═══ Data for the task

PR #426, opened 2025-05-20
[MWPW-173667] Upload errors are also exceptions which could be coming before uplaoding

rohitsahu:
Remove generic errors with more specific ones. Catch failures at more granular level to categorise them into pre upload and upload errors. Need slytherin code changes to support these errors
Corresponding Slytherin PR: https://github.com/adobecom/dc/pull/1193 

Resolves: [MWPW-173667](https://jira.corp.adobe.com/browse/MWPW-173667)

**Test URLs:**
- Before: https://stage--dc--adobecom.hlx.page/acrobat/online/compress-pdf
- After: https://stage--dc--adobecom.hlx.page/acrobat/online/compress-pdf?unitylibs=rosahu-MWPW-173667

### DIFF
--- a/unitylibs/core/workflow/workflow-acrobat/action-binder.js
+++ b/unitylibs/core/workflow/workflow-acrobat/action-binder.js
@@ -164,6 +164,7 @@ static ERROR_MAP = {
   'pre_upload_error_empty_verb_limits': -51,
   'pre_upload_error_renaming_file' : -52,
   'pre_upload_error_fetch_redirect_url': -53,
+  'pre_upload_error_create_asset': -54,
   'validation_error_validate_files': -100,
   'validation_error_unsupported_type': -101,
   'validation_error_empty_file': -102,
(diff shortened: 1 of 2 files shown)


robert-bogos (approved):

unitylibs/core/workflow/workflow-acrobat/action-binder.js
```diff
@@ -164,6 +164,7 @@ static ERROR_MAP = {
   'pre_upload_error_empty_verb_limits': -51,
   'pre_upload_error_renaming_file' : -52,
   'pre_upload_error_fetch_redirect_url': -53,
+  'pre_upload_error_create_asset': -54,
```
sanjayms01, line 167: I have added an error for the access token which is -54, so there will be a conflict. I'm fine to switch to -55 or if you want to switch let me know. Either way works for me.

sanjayms01 (approved):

══════

## Instructions for the task
Copy the lines from the entries above in which the word "acrobat" appears.

## Solution for this exercise
- Before: https://stage--dc--adobecom.hlx.page/acrobat/online/compress-pdf
- After: https://stage--dc--adobecom.hlx.page/acrobat/online/compress-pdf?unitylibs=rosahu-MWPW-173667
--- a/unitylibs/core/workflow/workflow-acrobat/action-binder.js
+++ b/unitylibs/core/workflow/workflow-acrobat/action-binder.js
unitylibs/core/workflow/workflow-acrobat/action-binder.js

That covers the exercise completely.